Line by line, count where the string "from" appears in the listing, then give the number of such lines alone.

◇ ◇ ◇

PR #8679, opened 2026-07-23
Compatibility with bokeh 3.10 dev

philippjfr:
Adapts Panel's bokeh models and Python code to bokeh 3.10's refactored view/stylesheet APIs.

### TypeScript model changes

The core of the PR adapts to bokeh 3.10's rewritten DOMComponentView rendering and stylesheet pipeline.

- Render pipeline (card.ts, reactive_esm.ts, reactive_html.ts): the old `_update_stylesheets()` / `_update_css_classes()` / `_apply_styles()` / `_update_css_variables()` sequence collapsed into `_apply_stylesheets()` + `_apply_html_attributes()`, matching the new base class.
- children() → `_children_views()` (button.ts, checkbox_button_group.ts, radio_button_group.ts, icon.ts, file_download.ts): bokeh replaced the `*children(): IterViews` generator with `_children_views(): ChildView[]` returning an array (the base filters nulls).
- `react_component.ts`: the largest change. The new `InlineStyleSheet` drops install/uninstall/persistent; inline sheets go into `adoptedStyleSheets` via a reactive `to_native()` and links via `to_element()`. Since Panel's non-shadow-DOM path shares one shadow root across sibling React components, the override merges adopted sheets into the root (rather than clobbering), tracks them for clean removal, and preserves sibling dedup by CSS text and href. HostedStyleSheet loses its persistent arg, and self_style is reassigned instead of the now-getter-only style.
- `tabs.ts`: bokeh's Tabs became a vDOM component, so the dead update_active override (referencing the removed header_els) was deleted.
- `layout.ts`: fixed `watch_stylesheets()` in both `PanelMarkupView` and `HTMLBoxView`, since `_applied_stylesheets` is now `HTMLElement[]` directly rather than objects with an `.el` property.
- package.json: bumped @bokeh/bokehjs to ^3.10.0-dev.7 (with lockfile update).

### Python changes

- _param.py, models/vega.py: `enumeration()` no longer unpacks a `typing.Literal`, so both call sites now pass `*t.get_args(...)` explicitly.
- pyproject.toml: bokeh caps raised from <3.10.0 to <3.11.0 (build and runtime).
- pixi.toml: bokeh pinned to ==3.10.0.dev7.


pixi.toml
hoxbro:
```suggestion
channels = ["pyviz/label/dev", "bokeh/label/dev", "conda-forge"]
```

mattpap:
> `enumeration()` no longer unpacks a `typing.Literal` (...)

It actually still does and more, but you have to use `type` syntax, e.g.

```py
In [1]: from bokeh.core.enums import enumeration

In [2]: from typing import Literal

In [3]: type ABC = Literal["a", "b", "c"]

In [4]: enumeration(ABC)
Out[4]: Enumeration(a, b, c)
```

mattpap:
> pyproject.toml: bokeh caps raised from <3.10.0 to <3.11.0 (build and runtime).

We dropped two versions of Python in this release, so the minimum is 3.12 right now.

◇ ◇ ◇

▶ _OUTPUT FOR THIS TASK_
4